Re: [Suspicious newsletter] Re: Unable to reshard bucket

[Date Prev][Date Next][Thread Prev][Thread Next][Date Index][Thread Index]

 



Hi Eric,

Thank you to pickup my question.
Correct me if I'm wrong please regarding sharding and indexes.
The flow when the user put an object to the cluster, it will create 1 object in the index pool that will hold the let's say location of the file in the data pool.
1 index entry is for 1 bucket so if the bucket objects number is growing the index object will grow too.
Here is where sharding come into picture, with sharding we can make smaller chunks of this 1 big index object. Document says we can calculate the shard numbers with 100.000, so 1 shard is for 100.000 objects which means if the bucket has 100 shards, it can hold let's say 10 millions objects.

Now I have the situation, there is 100 shards and 100.000 objects/shard set.

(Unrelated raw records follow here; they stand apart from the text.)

PR #3696, opened 2013-07-23
Fix the xhr_delay being called on every request.

### LINKED ISSUE #3695: xhr_delay called for all requests

shane-tomlinson:
@6a68 - TAG!

fixes #3695


shane-tomlinson:
an ephemeral instance, xhr-delay.personatest.org is set up.

jaredhirsch:
R+ ftwz

PR #3697, opened 2013-07-23
Remove unneccesary(?) var app = undefined;

ryanseys:
Perhaps someone can explain why there is a need for the additional `var app = undefined;` in these modules?


jrgm:
r+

Have a bucket which crossed the 10 millions of objects and to be honest I don't know what is happening at the moment, they are at 11.5 millions objects, no issue, I just don't understand what is happening.

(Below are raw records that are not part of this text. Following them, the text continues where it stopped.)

PR #3703, opened 2013-07-24
Issue 3689 edit email field

### LINKED ISSUE #3689: unable to change email after cancelling from "set password" screen for new user
This is due to the "remove required email" PR. DOH.

shane-tomlinson:
@6a68 - When ripping out requiredEmail, I made some assumptions in the authenticate module that were incorrect. I assumed that if the email was specified when the module started, it meant that the email address was immutable. This is not the case. A new user who enters an email address, goes to the set password screen, and then cancels and goes back to the authenticate screen should still be able to edit the email address.

Users who must authenticate post-email-verification, on assertion->password credential upgrade, or on transition_to_secondary must enter the password, but in this case the email is immutable.

So, I pass in whether the email is mutable or not from the state machine.

An ephemeral instance (with the fix contained in #3702) has already been pushed to run selenium tests against is set up - https://cancel-set-password.personatest.org

fixes #3689

### DIFF
--- a/automation-tests/tests/new-user/new-user-secondary-test.js
+++ b/automation-tests/tests/new-user/new-user-secondary-test.js
@@ -42,6 +42,13 @@ var new_secondary_123done_two_browsers = {
   "switch to the persona dialog": function(done) {
     browser.wwin(CSS['persona.org'].windowName, done);
   },
+  "enter incorrect email, cancel set password screen": function(done) {
+    browser.chain({onError: done})
+      .wtype(CSS['dialog'].emailInput, "incorrect_email@restmail.net")
+      .wclick(CSS['dialog'].newEmailNextButton)
+      .wclick(CSS['dialog'].submitCancelButton)
+      .wclear(CSS['dialog'].emailInput, done);
+  },
   "go through signup flow": function(done) {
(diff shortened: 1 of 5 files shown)


shane-tomlinson:
fixes #3661

automation-tests/tests/new-user/new-user-secondary-test.js
```diff
@@ -42,6 +42,13 @@ var new_secondary_123done_two_browsers = {
   "switch to the persona dialog": function(done) {
     browser.wwin(CSS['persona.org'].windowName, done);
   },
+  "enter incorrect email, cancel set password screen": function(done) {
```
jaredhirsch, line 45: Initially, the idea was to only cover the happy paths with Selenium tests, on the assumption they were brittle.

They're pretty darn solid at this point--maybe we should work out a way to build lots and lots of little edge case-exercising tests or subtests?

Not something to change in this particular test, but something to think about.

jaredhirsch:
Unit tests passing for me locally. Code looks good, but I want to go through it once more before merging in.

jaredhirsch:
R+ I think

So if we don't know at the beginning of the bucket creation what is the planned number of objects in the future, it's better to set the sharding to a high number. And as the documentation says, 64k is the max shards bucket, so why not set this number to avoid any limitation.

And now we have a new cluster with multisite enabled, here dynamic bucket sharding is not even possible, so I don't know at the moment, what I should set as a basic before put it into production.

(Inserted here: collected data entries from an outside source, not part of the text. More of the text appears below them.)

PR #227, opened 2021-12-04
Add Vault Cluster scaling docs

sam11b:
Hello! This is the initial PR for vault cluster scaling TF provider doc additions. We're hoping to have this merged by early next week (Dec 7th). Thanks!


templates/guides/vault-scaling.md.tmpl
```diff
@@ -0,0 +1,19 @@
+---
+subcategory: ""
+page_title: "Resize or scale a Vault cluster - HCP Provider"
+description: |-
+    Change a current HCP Vault cluster in terms of tiers (Dev, Starter, Standard) or sizes (S, M, L).
+---
+
+# Resize or scale a cluster
```
bcmdarroch, line 8: Currently the tier consists of `tier_size` and it's not really possible to change one without the other. I wonder if we should simplify the language here to just `scale`. Right now, seeing `change size OR tier` makes me think I should be able to change them separately.
```suggestion
# Scale a cluster
```

bcmdarroch (approved):
Had a suggestion for changing the wording around tier vs. size, but otherwise looks good to me!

Thank you in advance your clarification.


-----Original Message-----
From: Eric Ivancich <ivancich@xxxxxxxxxx>
Sent: Wednesday, November 25, 2020 5:37 AM
To: Szabo, Istvan (Agoda) <Istvan.Szabo@xxxxxxxxx>
Cc: ceph-users <ceph-users@xxxxxxx>
Subject: Re: [Suspicious newsletter]  Re: Unable to reshard bucket

Email received from outside the company. If in doubt don't click links nor open attachments!
________________________________

Can you clarify, Istvan, what you plan on setting to 64K? If it’s the number of shards for a bucket, that would be a mistake.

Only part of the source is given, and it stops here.